I get regular emails from the Atlas Society and I wish to share several items or quotes of interest from that 9/7/2023 email. I will then respond to them. They carry a 60 second video called Takeover Spotlight, highlighting Stephen Hicks. He answers the question: “How does free will manifest itself in human nature?” Hick insightfully explains: “free will is a natural, emergent capacity of the human mind and lists 3 ways in which it is volitionally manifested.”
My response: I like Hicks and I cannot disagree with his characterization of free will: I would argue that free will is a natural, emergent capacity of the human mind and that it is volitionally manifested socially, personally, biologically in the world, but free will is also a supernatural, emergent capacity if the human mind and it is volitionally manifested at an initial level of human free will, that can be strengthened and increased in quality and quantity as one’s self-realizes, as one expands and deepens one’s consciousness and awareness. As the soul, the talents developed, the improvement of our initial bad will (to some degree sunk into slavery to the passions and instincts), converted to a strong, good, free will of great awareness, truth-loving, wise, smart and engaged personally in the struggle of good versus evil.
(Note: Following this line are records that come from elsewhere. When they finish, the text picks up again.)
PR #223, opened 2023-10-17
Restrict access to Clock Stops and Open Pathways

iaindillingham:
See opensafely-core/ehrql#1646 and opensafely-core/ehrql#1651.

### DIFF
--- a/opensafely/check.py
+++ b/opensafely/check.py
@@ -55,6 +55,11 @@ RESTRICTED_DATASETS = [
         cohort_extractor_function_names=[],
         ehrql_table_names=["open_prompt"],
     ),
+    RestrictedDataset(
+        name="wl_clockstops",
+        cohort_extractor_function_names=[],
+        ehrql_table_names=["wl_clockstops", "wl_clockstops_raw"],
+    ),
 ]
 
 PERMISSIONS_URL = "https://raw.githubusercontent.com/opensafely-core/opensafely-cli/main/repository_permissions.yaml"
--- a/opensafely/check.py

Our biological, natural free will also has its spiritual aspects, and these different dimensions of our free will interact all the time.
Hicks: “How does the free will manifest in human nature? Consciousness is a natural, emergent capacity of the brain and mind. It manifests itself volitionally in three ways.
One is the issue of intensity. We all have the capacity to dial up the intensity so to speak. We make our minds more relaxed and then think and attend in a more concentrated sort of way. That is under our control.
Another way that free will manifests itself is in our range of focus. We can focus in very tightly on things or let our mind, our capacity to expand out to take in more like the zoom lens on a camera.
The third thing is initiating action or not. We can think abstractly, hypothetically or imaginatively, or we can decide to pull the trigger and act on the basis of our ideas.”
The same email carries a lovely quote from Ayn Rand: “The smallest minority on earth is the individual. Those who deny individual rights cannot claim to be defenders of minorities.”
My response: She was so brilliant and often quite wise, and sometimes so off-base, but she nailed this one. The individual is the smallest minority in the world, and, as anarchist inividuator supercitizens, we would live very self-consciously and with legal, moral, social, divine, familial, and communal approval, as maverizers. We would insist upon exercising and controlling our individual rights, while defending and granting the same privilege and obligation to others, should they freely elect to so live and become.
The deemphasizing of group ethics, group identity and group rights—they still have some importance to a society of maverizers, but it would be a reduced, secondary level of emphasis—allows for majorities or groupists to no longer dominate, hold back and down or to persecute individuals and individualists.
With the providing for the average citizen to live as a minority amidst billions of other such minorities on earth, the major emphasis for a social norm is to elevate individual ethics, individual identity, and individual rights to how, people that self-develop, ought to live.
That email contained another quote of interest, one by a Sam Altman: “Colleges prioritized making people feel perfectly safe over everything else . . . afraid to take risk, and thus on pace to accomplish very little.”
My response: Snowflakes do not grow into their supercitizen political and cultural roles, as expected by the Good Spirits.